[Start of section]

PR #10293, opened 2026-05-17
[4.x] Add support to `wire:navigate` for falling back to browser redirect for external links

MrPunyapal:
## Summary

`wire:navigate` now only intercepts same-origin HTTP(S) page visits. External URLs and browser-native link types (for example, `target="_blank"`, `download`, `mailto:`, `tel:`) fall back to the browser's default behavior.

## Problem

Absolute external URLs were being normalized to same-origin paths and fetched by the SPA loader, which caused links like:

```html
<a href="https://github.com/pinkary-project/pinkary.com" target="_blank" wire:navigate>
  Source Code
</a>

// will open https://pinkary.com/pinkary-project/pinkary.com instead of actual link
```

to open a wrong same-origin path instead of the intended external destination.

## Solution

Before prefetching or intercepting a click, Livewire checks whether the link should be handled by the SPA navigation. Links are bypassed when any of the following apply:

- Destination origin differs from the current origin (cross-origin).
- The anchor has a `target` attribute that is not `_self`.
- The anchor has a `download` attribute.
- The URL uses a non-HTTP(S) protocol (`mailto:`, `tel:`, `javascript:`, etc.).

[End of section]
[Start of section]

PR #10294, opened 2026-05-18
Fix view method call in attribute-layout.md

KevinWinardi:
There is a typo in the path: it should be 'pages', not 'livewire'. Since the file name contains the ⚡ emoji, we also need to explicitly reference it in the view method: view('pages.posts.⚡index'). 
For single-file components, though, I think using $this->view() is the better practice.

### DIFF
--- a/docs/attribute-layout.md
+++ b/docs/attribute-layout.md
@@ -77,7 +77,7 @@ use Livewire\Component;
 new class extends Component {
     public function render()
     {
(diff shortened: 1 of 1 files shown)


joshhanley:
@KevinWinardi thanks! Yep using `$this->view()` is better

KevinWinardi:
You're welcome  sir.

[End of section]
[Start of section]

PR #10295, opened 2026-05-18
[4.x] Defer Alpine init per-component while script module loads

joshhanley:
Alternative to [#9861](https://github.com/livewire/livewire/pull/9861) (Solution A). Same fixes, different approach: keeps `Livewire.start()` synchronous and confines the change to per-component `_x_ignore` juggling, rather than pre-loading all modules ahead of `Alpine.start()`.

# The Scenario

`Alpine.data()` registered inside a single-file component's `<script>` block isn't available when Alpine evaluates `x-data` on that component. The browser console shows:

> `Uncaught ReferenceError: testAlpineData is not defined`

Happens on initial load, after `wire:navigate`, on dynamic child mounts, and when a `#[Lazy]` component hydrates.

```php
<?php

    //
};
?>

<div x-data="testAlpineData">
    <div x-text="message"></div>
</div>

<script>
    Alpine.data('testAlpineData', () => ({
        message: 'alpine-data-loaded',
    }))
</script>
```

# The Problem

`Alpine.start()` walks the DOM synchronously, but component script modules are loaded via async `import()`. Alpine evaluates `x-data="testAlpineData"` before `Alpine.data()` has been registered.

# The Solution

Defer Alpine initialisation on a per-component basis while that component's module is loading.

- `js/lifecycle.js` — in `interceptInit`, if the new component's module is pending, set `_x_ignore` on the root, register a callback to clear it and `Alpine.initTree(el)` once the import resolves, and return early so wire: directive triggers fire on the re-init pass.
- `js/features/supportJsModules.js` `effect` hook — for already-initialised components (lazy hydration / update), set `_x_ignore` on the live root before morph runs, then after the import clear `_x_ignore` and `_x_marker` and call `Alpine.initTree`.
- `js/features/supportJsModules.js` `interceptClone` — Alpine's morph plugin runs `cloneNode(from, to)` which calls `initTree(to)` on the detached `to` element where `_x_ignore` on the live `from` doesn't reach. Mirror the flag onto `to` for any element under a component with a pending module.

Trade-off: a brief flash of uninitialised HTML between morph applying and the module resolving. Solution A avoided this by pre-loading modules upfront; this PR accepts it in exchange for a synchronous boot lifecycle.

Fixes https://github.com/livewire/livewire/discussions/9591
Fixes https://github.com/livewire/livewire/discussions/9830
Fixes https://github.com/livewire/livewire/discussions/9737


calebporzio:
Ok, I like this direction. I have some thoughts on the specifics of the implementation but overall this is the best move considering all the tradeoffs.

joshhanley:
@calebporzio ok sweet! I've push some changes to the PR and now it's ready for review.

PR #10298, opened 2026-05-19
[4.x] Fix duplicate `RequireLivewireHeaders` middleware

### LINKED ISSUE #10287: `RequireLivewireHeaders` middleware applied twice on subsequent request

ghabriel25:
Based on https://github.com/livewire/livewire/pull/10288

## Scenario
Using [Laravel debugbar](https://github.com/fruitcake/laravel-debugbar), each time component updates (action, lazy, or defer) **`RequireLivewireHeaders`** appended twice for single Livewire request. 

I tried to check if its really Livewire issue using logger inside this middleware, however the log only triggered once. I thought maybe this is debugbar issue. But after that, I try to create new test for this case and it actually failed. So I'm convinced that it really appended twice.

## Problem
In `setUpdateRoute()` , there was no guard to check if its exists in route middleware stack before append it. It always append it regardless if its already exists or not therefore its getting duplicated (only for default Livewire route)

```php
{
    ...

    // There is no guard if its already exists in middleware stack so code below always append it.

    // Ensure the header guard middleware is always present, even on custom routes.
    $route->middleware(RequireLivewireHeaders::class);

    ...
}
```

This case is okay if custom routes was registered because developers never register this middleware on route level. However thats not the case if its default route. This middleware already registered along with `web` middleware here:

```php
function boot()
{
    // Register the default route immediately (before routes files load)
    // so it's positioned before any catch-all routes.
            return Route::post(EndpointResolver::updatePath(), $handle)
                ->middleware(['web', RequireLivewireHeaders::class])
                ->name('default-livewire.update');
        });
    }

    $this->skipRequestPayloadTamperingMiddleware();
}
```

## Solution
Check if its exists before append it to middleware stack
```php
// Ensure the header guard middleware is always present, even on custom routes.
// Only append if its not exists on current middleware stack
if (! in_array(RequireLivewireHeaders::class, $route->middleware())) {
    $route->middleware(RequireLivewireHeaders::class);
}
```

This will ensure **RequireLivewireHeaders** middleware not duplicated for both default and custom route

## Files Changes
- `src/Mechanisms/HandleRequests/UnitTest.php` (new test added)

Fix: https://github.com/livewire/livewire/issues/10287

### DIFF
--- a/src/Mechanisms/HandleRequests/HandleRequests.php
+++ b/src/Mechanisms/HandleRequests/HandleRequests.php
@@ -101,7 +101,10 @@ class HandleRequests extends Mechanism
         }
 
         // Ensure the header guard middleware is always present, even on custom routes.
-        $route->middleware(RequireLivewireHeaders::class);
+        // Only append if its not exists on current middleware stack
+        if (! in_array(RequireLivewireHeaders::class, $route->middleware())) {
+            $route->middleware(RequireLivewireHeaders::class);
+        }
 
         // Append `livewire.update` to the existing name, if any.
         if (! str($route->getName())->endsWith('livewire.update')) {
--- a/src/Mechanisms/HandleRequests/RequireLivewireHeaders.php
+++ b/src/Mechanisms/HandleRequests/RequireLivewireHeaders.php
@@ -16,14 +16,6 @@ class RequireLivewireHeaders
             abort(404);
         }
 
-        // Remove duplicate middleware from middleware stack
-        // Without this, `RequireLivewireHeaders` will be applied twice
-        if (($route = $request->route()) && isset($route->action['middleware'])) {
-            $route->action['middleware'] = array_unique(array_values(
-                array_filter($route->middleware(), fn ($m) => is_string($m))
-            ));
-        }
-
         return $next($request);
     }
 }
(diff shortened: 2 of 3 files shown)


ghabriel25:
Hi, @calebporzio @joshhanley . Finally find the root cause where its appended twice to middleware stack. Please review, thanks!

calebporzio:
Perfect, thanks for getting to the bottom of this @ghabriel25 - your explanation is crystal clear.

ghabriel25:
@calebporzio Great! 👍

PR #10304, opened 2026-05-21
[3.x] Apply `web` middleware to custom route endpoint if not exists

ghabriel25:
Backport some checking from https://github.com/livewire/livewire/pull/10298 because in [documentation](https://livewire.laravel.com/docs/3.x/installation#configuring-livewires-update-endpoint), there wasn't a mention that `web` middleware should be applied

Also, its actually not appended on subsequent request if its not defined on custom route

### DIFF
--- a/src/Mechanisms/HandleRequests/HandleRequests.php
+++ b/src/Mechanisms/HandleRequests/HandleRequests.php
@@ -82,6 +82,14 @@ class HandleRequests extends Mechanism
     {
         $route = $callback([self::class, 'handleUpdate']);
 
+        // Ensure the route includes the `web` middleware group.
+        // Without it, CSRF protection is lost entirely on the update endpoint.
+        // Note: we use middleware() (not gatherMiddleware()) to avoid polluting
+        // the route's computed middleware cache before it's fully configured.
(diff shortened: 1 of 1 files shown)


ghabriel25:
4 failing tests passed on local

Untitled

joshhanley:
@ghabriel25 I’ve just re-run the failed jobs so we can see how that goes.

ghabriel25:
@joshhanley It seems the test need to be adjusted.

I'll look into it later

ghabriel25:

[End of section]

TO DO: The answer must consist of every line from the entries above that contains the string "will".

EXERCISE OUTPUT:
// will open https://pinkary.com/pinkary-project/pinkary.com instead of actual link
This will ensure **RequireLivewireHeaders** middleware not duplicated for both default and custom route
-        // Without this, `RequireLivewireHeaders` will be applied twice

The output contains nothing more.